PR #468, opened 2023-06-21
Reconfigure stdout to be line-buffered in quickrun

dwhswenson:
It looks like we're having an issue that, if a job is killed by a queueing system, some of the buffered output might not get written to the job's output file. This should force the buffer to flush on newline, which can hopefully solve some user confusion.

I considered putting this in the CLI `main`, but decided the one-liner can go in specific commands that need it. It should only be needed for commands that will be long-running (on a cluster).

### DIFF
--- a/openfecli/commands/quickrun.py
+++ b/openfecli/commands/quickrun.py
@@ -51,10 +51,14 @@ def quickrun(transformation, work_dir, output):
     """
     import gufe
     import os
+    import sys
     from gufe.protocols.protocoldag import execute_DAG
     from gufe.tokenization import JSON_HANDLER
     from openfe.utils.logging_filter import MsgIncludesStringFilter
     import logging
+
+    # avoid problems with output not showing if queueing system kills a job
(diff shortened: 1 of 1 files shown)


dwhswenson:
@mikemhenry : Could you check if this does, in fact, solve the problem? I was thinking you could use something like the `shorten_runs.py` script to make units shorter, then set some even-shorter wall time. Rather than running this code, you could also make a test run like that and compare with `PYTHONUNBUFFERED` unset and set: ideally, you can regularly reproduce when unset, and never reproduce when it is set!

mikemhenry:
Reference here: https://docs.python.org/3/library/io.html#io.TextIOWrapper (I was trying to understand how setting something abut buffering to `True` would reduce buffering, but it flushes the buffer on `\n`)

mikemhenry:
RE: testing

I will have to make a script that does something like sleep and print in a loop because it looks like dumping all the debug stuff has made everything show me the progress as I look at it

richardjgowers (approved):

--

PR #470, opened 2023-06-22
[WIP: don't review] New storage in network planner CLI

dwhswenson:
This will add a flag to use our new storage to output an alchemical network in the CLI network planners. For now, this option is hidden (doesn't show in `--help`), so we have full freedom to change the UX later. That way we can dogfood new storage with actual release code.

--

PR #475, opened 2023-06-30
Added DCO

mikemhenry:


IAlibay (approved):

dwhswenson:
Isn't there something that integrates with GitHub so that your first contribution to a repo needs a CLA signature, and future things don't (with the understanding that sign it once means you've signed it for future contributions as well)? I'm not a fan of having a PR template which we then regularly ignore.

**Work to be completed:** Of the entries listed above, reproduce only the lines starting at the line containing "PR #468, opened 2023-06-21" and ending at the line containing "It looks like we're". Include both, exactly as they stand.

**Reply to the task:**
PR #468, opened 2023-06-21
Reconfigure stdout to be line-buffered in quickrun

dwhswenson:
It looks like we're having an issue that, if a job is killed by a queueing system, some of the buffered output might not get written to the job's output file. This should force the buffer to flush on newline, which can hopefully solve some user confusion.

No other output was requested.